WORK INSTRUCTIONS: Look through the listing for the word "might". Copy each line that has it.

MATERIAL SHOWN:

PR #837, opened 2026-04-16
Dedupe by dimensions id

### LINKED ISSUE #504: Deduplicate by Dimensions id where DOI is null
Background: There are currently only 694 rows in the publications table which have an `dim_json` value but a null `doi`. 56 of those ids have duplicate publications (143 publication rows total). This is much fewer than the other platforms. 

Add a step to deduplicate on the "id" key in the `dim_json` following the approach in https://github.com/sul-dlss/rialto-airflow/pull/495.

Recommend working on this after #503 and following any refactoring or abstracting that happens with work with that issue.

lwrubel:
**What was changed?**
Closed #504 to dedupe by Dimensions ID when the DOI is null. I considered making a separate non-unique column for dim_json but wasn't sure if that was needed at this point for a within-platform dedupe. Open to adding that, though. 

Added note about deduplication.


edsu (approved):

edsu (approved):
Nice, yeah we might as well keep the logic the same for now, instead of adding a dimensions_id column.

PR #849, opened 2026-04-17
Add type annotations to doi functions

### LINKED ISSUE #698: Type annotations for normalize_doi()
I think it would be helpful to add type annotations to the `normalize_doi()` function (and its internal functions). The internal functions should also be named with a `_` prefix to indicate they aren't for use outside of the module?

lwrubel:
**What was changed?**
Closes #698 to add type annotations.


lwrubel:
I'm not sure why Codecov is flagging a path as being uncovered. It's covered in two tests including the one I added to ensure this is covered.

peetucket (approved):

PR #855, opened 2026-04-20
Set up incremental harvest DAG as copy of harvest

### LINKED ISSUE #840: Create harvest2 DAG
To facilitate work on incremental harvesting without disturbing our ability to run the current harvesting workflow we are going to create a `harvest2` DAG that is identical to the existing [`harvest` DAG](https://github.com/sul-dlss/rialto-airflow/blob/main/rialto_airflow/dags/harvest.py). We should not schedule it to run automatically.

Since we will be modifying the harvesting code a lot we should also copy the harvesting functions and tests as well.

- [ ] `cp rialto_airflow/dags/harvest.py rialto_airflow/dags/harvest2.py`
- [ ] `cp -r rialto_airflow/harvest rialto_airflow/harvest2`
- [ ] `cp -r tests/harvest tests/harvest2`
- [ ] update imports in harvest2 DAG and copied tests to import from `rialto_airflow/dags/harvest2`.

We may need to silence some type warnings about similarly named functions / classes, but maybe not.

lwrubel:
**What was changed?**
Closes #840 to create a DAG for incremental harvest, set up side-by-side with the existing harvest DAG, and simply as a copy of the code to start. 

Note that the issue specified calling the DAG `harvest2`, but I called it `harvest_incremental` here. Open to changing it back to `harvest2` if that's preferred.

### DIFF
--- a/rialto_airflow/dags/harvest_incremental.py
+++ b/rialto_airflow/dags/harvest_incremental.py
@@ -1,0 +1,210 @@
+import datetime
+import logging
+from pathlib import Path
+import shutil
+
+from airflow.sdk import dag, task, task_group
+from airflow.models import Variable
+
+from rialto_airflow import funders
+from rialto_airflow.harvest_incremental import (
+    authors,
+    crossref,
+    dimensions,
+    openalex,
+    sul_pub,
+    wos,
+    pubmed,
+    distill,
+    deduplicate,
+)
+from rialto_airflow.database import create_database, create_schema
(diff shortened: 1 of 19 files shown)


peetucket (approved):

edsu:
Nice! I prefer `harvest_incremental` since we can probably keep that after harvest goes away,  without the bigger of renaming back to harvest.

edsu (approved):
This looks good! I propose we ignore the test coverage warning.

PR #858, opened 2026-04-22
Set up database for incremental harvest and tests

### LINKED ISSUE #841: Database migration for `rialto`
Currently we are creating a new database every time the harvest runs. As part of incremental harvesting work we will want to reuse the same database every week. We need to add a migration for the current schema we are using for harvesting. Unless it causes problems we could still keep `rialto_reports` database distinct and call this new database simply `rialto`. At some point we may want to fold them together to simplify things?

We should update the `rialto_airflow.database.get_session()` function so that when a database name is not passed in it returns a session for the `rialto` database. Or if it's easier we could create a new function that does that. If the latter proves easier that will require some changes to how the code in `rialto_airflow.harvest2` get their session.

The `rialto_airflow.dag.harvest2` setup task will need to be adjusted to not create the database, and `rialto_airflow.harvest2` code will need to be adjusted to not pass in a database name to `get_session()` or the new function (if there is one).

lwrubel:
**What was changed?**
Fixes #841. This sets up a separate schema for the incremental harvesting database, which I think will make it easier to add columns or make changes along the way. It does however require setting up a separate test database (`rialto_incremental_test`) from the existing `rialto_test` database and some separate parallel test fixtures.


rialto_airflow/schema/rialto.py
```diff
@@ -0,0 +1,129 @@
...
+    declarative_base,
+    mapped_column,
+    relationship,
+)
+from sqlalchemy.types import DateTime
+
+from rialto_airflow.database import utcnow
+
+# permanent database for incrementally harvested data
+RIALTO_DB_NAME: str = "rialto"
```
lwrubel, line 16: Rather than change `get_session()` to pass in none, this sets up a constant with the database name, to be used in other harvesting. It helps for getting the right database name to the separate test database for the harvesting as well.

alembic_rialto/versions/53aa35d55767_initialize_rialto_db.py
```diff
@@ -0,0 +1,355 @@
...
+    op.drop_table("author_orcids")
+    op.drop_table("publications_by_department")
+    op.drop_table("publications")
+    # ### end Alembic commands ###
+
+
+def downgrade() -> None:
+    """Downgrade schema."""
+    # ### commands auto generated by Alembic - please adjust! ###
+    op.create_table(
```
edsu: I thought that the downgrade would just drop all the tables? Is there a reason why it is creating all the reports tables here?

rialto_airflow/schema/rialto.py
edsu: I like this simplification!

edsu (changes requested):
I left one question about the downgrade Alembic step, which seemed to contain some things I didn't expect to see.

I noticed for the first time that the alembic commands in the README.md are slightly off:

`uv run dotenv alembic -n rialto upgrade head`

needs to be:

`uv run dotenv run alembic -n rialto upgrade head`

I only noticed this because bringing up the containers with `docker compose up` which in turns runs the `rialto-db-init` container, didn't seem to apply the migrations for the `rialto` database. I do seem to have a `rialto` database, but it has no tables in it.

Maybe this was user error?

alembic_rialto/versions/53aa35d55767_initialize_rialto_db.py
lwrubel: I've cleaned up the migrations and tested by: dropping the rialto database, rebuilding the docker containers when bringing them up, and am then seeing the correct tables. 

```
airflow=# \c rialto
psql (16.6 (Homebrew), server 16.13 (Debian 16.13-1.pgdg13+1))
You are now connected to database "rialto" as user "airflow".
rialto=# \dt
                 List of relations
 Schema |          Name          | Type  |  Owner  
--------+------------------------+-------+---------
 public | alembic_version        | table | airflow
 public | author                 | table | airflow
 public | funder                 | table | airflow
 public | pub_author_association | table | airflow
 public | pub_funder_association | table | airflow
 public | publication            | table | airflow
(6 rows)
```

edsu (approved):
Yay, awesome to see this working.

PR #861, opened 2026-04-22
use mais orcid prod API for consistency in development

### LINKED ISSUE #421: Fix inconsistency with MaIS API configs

* * *

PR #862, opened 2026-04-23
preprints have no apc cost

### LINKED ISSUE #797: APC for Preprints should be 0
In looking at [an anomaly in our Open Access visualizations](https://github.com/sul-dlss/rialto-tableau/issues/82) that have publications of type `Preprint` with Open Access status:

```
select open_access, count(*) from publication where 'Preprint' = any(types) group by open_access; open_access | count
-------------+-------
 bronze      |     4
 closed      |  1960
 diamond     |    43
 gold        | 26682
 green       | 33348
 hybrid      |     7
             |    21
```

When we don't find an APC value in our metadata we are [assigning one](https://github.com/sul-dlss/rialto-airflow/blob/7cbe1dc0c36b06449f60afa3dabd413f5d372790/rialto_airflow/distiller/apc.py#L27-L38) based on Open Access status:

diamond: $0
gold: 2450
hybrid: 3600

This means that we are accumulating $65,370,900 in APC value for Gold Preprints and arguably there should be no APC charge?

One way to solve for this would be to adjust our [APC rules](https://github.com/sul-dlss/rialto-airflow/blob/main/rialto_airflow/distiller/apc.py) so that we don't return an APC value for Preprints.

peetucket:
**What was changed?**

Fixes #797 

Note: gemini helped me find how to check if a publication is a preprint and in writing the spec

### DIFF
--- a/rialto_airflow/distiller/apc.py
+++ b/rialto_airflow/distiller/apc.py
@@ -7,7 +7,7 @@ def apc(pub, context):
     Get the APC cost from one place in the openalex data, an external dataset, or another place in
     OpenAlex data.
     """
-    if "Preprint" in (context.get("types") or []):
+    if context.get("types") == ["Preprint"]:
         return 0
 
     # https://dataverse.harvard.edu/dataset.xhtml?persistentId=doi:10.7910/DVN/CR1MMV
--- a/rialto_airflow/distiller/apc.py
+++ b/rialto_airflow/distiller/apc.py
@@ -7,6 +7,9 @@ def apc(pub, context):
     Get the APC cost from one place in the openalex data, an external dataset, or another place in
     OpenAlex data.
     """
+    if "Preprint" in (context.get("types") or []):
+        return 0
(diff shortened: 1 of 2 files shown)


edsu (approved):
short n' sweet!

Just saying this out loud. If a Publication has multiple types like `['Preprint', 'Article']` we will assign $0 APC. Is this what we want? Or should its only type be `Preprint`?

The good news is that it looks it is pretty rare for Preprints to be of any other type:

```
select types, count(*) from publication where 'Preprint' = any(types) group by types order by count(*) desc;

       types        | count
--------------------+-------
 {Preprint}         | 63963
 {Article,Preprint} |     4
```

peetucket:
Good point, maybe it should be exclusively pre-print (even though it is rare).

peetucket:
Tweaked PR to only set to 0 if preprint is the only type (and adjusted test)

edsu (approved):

---

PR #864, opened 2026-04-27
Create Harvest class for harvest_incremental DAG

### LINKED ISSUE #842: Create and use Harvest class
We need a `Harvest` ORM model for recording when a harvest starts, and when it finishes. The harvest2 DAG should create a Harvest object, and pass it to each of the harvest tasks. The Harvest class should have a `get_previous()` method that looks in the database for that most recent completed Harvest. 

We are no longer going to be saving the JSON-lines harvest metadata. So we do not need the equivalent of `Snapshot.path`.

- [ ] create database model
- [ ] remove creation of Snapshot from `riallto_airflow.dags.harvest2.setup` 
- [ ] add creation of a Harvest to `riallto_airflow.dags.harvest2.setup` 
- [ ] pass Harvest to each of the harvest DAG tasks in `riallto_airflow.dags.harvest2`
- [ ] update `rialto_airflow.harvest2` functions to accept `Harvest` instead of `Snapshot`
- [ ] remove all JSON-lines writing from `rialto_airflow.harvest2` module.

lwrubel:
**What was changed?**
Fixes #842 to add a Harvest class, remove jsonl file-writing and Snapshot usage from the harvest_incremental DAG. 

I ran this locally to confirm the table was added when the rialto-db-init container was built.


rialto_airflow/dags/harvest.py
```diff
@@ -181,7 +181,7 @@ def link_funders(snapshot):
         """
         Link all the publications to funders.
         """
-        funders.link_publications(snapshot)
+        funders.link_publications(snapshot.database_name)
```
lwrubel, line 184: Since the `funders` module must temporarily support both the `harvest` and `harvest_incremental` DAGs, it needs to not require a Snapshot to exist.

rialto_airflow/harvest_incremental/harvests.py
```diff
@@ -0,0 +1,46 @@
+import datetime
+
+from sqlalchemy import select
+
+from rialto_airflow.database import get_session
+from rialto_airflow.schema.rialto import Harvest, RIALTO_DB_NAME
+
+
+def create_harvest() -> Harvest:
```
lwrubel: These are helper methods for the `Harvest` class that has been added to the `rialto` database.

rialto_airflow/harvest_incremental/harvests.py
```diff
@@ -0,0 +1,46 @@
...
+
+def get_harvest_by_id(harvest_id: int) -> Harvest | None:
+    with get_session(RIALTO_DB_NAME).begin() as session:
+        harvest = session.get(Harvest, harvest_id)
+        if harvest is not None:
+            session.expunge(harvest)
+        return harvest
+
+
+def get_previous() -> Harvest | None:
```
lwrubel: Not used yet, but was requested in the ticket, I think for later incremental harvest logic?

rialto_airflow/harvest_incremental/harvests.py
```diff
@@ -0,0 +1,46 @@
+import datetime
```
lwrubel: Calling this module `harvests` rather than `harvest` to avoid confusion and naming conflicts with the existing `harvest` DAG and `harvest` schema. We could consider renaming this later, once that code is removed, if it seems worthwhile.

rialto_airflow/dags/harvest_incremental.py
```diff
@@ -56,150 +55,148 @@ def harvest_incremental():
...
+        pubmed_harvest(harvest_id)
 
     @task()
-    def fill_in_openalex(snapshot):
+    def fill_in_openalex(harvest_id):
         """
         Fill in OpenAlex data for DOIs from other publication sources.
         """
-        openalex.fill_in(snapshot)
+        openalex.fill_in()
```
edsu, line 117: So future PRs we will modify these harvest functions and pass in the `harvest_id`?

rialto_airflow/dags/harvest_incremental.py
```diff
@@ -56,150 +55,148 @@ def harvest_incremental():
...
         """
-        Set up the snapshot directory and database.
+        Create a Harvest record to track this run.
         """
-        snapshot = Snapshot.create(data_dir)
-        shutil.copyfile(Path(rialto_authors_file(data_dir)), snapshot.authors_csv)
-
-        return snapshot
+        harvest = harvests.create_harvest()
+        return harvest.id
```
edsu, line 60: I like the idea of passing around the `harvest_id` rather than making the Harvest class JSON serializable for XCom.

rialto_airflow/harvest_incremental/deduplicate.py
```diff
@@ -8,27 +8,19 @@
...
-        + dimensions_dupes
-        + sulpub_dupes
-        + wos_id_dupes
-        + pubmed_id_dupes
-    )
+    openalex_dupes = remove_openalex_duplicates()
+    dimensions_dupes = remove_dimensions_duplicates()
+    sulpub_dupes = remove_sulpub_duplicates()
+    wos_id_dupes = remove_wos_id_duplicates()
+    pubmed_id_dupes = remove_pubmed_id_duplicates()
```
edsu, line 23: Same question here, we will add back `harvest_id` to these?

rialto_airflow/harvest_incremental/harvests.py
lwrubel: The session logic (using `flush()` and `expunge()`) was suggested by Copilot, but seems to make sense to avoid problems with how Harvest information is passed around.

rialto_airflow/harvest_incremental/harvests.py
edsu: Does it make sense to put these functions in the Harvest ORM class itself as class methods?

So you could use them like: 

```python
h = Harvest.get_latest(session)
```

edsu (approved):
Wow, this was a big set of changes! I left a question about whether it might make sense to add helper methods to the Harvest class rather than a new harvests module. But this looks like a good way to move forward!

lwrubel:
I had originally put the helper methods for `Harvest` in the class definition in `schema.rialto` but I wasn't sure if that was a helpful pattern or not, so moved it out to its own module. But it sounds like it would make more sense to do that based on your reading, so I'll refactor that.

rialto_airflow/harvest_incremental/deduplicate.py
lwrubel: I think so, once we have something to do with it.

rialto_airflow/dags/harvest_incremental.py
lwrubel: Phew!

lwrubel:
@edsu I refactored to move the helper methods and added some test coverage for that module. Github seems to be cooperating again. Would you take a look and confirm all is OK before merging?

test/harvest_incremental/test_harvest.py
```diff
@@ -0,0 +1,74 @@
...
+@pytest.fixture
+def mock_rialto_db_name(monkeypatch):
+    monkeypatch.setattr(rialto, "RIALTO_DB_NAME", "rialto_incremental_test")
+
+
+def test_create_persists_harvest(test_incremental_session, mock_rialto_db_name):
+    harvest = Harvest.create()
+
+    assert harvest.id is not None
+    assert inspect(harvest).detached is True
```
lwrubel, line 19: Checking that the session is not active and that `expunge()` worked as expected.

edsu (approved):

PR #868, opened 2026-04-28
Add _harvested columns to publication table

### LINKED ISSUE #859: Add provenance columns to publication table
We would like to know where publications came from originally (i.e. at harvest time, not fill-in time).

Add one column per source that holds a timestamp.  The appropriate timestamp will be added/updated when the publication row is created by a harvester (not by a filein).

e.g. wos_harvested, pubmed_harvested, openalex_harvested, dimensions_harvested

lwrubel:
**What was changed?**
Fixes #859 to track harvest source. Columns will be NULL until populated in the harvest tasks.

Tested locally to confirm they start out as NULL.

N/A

SOLUTION FOR THIS EXERCISE:
Nice, yeah we might as well keep the logic the same for now, instead of adding a dimensions_id column.
Wow, this was a big set of changes! I left a question about whether it might make sense to add helper methods to the Harvest class rather than a new harvests module. But this looks like a good way to move forward!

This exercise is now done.